=== Section Start ===

PR #1597, opened 2015-08-20
Fix leveldb file system encoding problem

LipuFei:


LipuFei:
Should be against next...

PR #1663, opened 2015-09-14
Be more informative when dropping an incoming msg

whirm:
When due to unknown circuit ID or hop count value.

### DIFF
--- a/Tribler/community/tunnel/tunnel_community.py
+++ b/Tribler/community/tunnel/tunnel_community.py
@@ -1,44 +1,42 @@
 # Written by Egbert Bouman
 # Based on ProxyCommunity by Chris Tanaskoski and Rutger Plak (crypto)
 
-import time
-import random
 import logging
-
+import random
+import socket
+import time
 from collections import defaultdict
+from cryptography.exceptions import InvalidTag
 
 from twisted.internet import reactor
 from twisted.internet.protocol import DatagramProtocol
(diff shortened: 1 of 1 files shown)


whirm:
@LipuFei ready if it passes

Tribler/community/tunnel/tunnel_community.py
```diff
@@ -1216,22 +1214,35 @@ def crypto_out(self, circuit_id, content, is_data=False):
...
+        if circuit:
+            if len(circuit.hops) > 0:
+                # Remove all the encryption layers
+                layer = 0
+                for hop in self.circuits[circuit_id].hops:
+                    layer += 1
+                    try:
+                        content = self.crypto.decrypt_str(
+                            content, hop.session_keys[ORIGINATOR], hop.session_keys[ORIGINATOR_SALT])
+                    except InvalidTag as e:
```
rjruigrok: @whirm 
Just FYI. The times I saw an InvalidTag error, it was caused by one candidate that was added as hop two or more times after each other in a single circuit (which should not happen anyway), then the InvalidTag error occured while peeling of the encryption layers. 
So if the error occurs again, it might be useful to have a look which hops are participating in the circuit.

whirm: Ok, thanks for the info, I'll add this to my TODO list.

PR #1675, opened 2015-10-01
Typo? Breakage on non-win

quite:


synctext:
@quite   Interesting patch! we don't often get these to-the-point patches.
Can you elaborate a bit more please? Does this make Tribler work on your NetBSD, or Whonix distribution?

quite:
It seems like the constructor, __init__, of LevelDB recently began requiring 1+2 arguments (self, store_dir, state_dir), but this call here was not updated to reflected that. Apparently, it was only implemented and tested on windows -- the call to __init__ before the 'else' does indeed have the required arguments.

whirm:
@quite that's a bug on the failback plyvel wrapper, I'll fix it there (It shouldn't require the state_dir arg as it's not using it anyway) but that code is wrong, I'll refactor the whole thing.

Thanks for the report/PR this and sorry for the delay!

PR #1686, opened 2015-10-16
Handful o'fixes

### LINKED ISSUE #1670: On Windows, opening a torrent file using Tribler will start Tribler.exe in an arbitrary directory
Problem found in #1588

On Windows, opening a torrent file using Tribler will start Tribler.exe in an arbitrary directory. A direct consequence is that all code using relative paths will break. One of them is the "logger.conf" problem.

A solution is to use absolute path for "logger.conf" in `tribler.py`.

whirm:
Closes #1670

### DIFF
--- a/Tribler/Core/Video/utils.py
+++ b/Tribler/Core/Video/utils.py
@@ -116,6 +116,12 @@ def return_feasible_playback_modes():
 
     l = []
     try:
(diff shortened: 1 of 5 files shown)


whirm:
retest this please

whirm:
retest this please

PR #1699, opened 2015-10-29
Removed some unused variables in the ABCApp class

devos50:
It appears that some variables in the ABCApp class are not used anymore and are probably safe to remove.


whirm:
ok to test

whirm:
@devos50 oh,  you should send this to `devel` instead. `next` is frozen for release.

devos50:
@whirm ok I will send it to the devel branch!

whirm:
Great, thx!

PR #1701, opened 2015-10-29
Removed some unused variables in the ABCApp class.

devos50:
I came across some unused variables when inspecting code. These variables are not used in ABCApp class and outside it and can probably be removed.


whirm:
ok to test this

whirm:
Thanks!

PR #1719, opened 2015-11-10
WIP: Wx3 support

devos50:
This PR adds support for the Python Wx3 library. Note that it is still experimental and should be tested on more platforms.

Also fixed a key error on the Darwin platform where the left menu would not collapse when clicking on ‘channels’. 

I also changed the used Python version on OS X to 64 bit and added a link to the README on how to setup a developer environment on OS X.


Tribler/Main/tribler.py
```diff
@@ -27,7 +27,7 @@
     # in the windows and mac distribution, there may be no version available.
     # so select a version only when there is any available.
     if wxversion.getInstalled():
-        wxversion.select("2.8-unicode")
+        wxversion.select("3.0-osx_cocoa")
```
whirm: This will probably break windows, right?

devos50: True, not sure which wxversion I should select on Windows yet so I will change it after I know this.

README.md
```diff
@@ -71,7 +71,7 @@ Now installing the list of dependencies should no longer throw an error.
 
 #### Windows and OSX
 
-Tribler runs on Windows and OSX, but development is only supported on Linux.
```
whirm: I would rather have the documentation on the repo than on the wiki.

Tribler/Main/vwxGUI/list.py
```diff
@@ -2180,7 +2180,7 @@ def __SetData(self):
         self.list.SetData(data_list)
         self.ResizeListItems()
         self.DisableItem(2)
-        if not self.guiutility.frame.videoparentpanel:
+        if not self.guiutility.frame.videoparentpanel and sys.platform != 'darwin':
```
whirm: This is already fixed on devel, you should rebase.

whirm:
Looking good!

whirm:
@devos50 did you notice any performance improvements with that update? I'm curious to see if that will improve things on OSX.

Tribler/Main/tribler.py
whirm: great

README.md
devos50: Shall I add a .md file in the docs/ directory?

devos50:
I haven't compared it yet with the release version on OS X since I'm unable to run the release version somehow. When I open the app, it closes immediately. I will open an issue about it.

whirm:
@devos50 try the latest RC and see if that one works fine, please. We need to make sure it works before we release it :)

devos50:
The latest RC does not work but 666d057 fixes the issue with the images path.

README.md
whirm: Sure, go ahead. 
Move the linux stuff that we already have on the README.md there too.

whirm:
BTW, remember to update `debian/control` with the updated dependencies.

devos50:
Will open a new PR.

PR #1730, opened 2015-11-17
WIP: Pylint fixes

devos50:
In this PR, I've submitted several Pylint fixes. The goal is to conform to the PEP8 rules (see https://www.python.org/dev/peps/pep-0008/ for more information).


whirm:
I wouldn't work on this until the 6.5.X cycle is done. It will make really annoying rebasing the fixes from `next` back to `devel`. 
Once we decide the 6.5.X cycle is done, I would do a unix style newline conversion to the whole source and then a few non-aggressive autopep8 passes. 

Once that gets merged we can start with the manual fixes.

Thanks!

devos50:
We will wait after the 6.5 release before we tackle this. For now, I will close this PR.

PR #3349, opened 2018-01-12
Force restart Tribler

### LINKED ISSUE #3348: Check for zombie Tribler instance at start up
When Tribler is force killed or exits due to some unexpected error, it sometimes leaves behind a zombie core process and subsequent relaunch of Tribler fails.

One solution to this issue could be to check for such processes and kill it before starting the fresh instance of Tribler. But the issue with this approach is that it could lead to database or data corruption if the previously running instance was writing to disk.

For now, I suggest using a popup dialog to inform the user if there is already running instance of Tribler and ask the user if he wants to force restart. A caution message could also be included in the pop up to indicate the possibility of data corruption.

tribler-warning

xoriole:
Asks user whether to force restart Tribler if there is more than one instance running. This will help user to kill any zombie instances which might have been left behind by previous force kill command or some other unexpected exceptions and relaunch Tribler again.

Fixes #3348

### DIFF
--- a/check_os.py
+++ b/check_os.py
@@ -1,9 +1,14 @@
 import logging
 import os
+import subprocess
 import sys
 import tempfile
+
+from Tribler.Core.Modules.process_checker import ProcessChecker
 from Tribler.Core.SessionConfig import SessionStartupConfig
 
+FORCE_RESTART_MESSAGE = "A Tribler instance is already running. Do you want to force restart? " \
+                        "\n\nCaution: force restart could result in data corruption."
 
 def error_and_exit(title, main_text):
     """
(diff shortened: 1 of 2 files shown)


check_os.py
```diff
@@ -1,9 +1,18 @@
+import Tkinter
```
qstokkink: Could you import `Tkinter` in the function itself instead of globally? Otherwise we are stuck with the `Tkinter` module loaded the rest of the application's lifetime, even if we will never need it.

xoriole:
retest this please

qstokkink:
This stuff is always really iffy. Have you tested both Windows from source (`python run_tribler.py`) and Windows from compiled (`tribler.exe`)?

xoriole:
@qstokkink only tested for the frozen environment. I can add the support for running from the source in windows if you think it is necessary. But it does work in Linux from source :D

qstokkink:
@xoriole that would be good for completeness (I believe it's `python.exe` for Windows from source).

run_tribler.py
```diff
@@ -4,7 +4,7 @@
 import logging.config
 
 from check_os import check_environment, check_free_space, setup_gui_logging
-from check_os import error_and_exit
+from check_os import error_and_exit, should_kill_other_tribler_instances
```
qstokkink: Could you put these in the same import statement?

xoriole:
retest this please

PR #3355, opened 2018-01-14
Bug fix in downloadpage

EinNarr:
This bug causes mess when deleting multiple downloads within 1 second. It may delete nothing or wrong download.

### DIFF
--- a/TriblerGUI/widgets/downloadspage.py
+++ b/TriblerGUI/widgets/downloadspage.py
@@ -128,15 +128,11 @@ class DownloadsPage(QWidget):
                 self.window().download_details_widget.update_pages()
 
         # Check whether there are download that should be removed
-        toremove = set()
-        for infohash, item in self.download_widgets.iteritems():
+        for infohash, item in self.download_widgets.copy().iteritems():
             if infohash not in download_infohashes:
                 index = self.window().downloads_list.indexOfTopLevelItem(item)
-                toremove.add((infohash, index))
-
-        for infohash, index in toremove:
-            self.window().downloads_list.takeTopLevelItem(index)
-            del self.download_widgets[infohash]
+                self.window().downloads_list.takeTopLevelItem(index)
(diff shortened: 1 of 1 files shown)


TriblerGUI/widgets/downloadspage.py
```diff
@@ -128,15 +128,11 @@ def on_received_downloads(self, downloads):
                 self.window().download_details_widget.update_pages()
 
         # Check whether there are download that should be removed
-        toremove = set()
-        for infohash, item in self.download_widgets.iteritems():
+        for infohash, item in self.download_widgets.copy().iteritems():
```
qstokkink: You can just use `.items()` instead of `.copy().iteritems()`.

EinNarr: Would you prefer to use .items() instead of .iteritems()? Since other part of this file is in python 2, I picked .iteritems()

.copy() is necessary. We delete items during the iteration, this is not allow in a for-loop.

qstokkink: Yes I would prefer `.items()`, which is perfectly valid Python 2: https://docs.python.org/2/library/stdtypes.html#dict.items

Excerpt from the documentation:
> Return a copy of the dictionary’s list of (key, value) pairs.

EinNarr: In python 3 it returns a new view instead of a copy of list, would that be safe to remove itemd from it?

qstokkink: If we (ever) switch to Python 3, we can use `frozenset()` 👍 .

qstokkink:
Ok to test

qstokkink:
I just noticed this patch is for the `devel` branch, please cherry-pick it onto `next` so we can merge it.

devos50:
Closed in favor of #3356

=== Section End ===

- [The task] In the data above, which lines include "behind"? Return those lines.

- [Exercise response]
When Tribler is force killed or exits due to some unexpected error, it sometimes leaves behind a zombie core process and subsequent relaunch of Tribler fails.
Asks user whether to force restart Tribler if there is more than one instance running. This will help user to kill any zombie instances which might have been left behind by previous force kill command or some other unexpected exceptions and relaunch Tribler again.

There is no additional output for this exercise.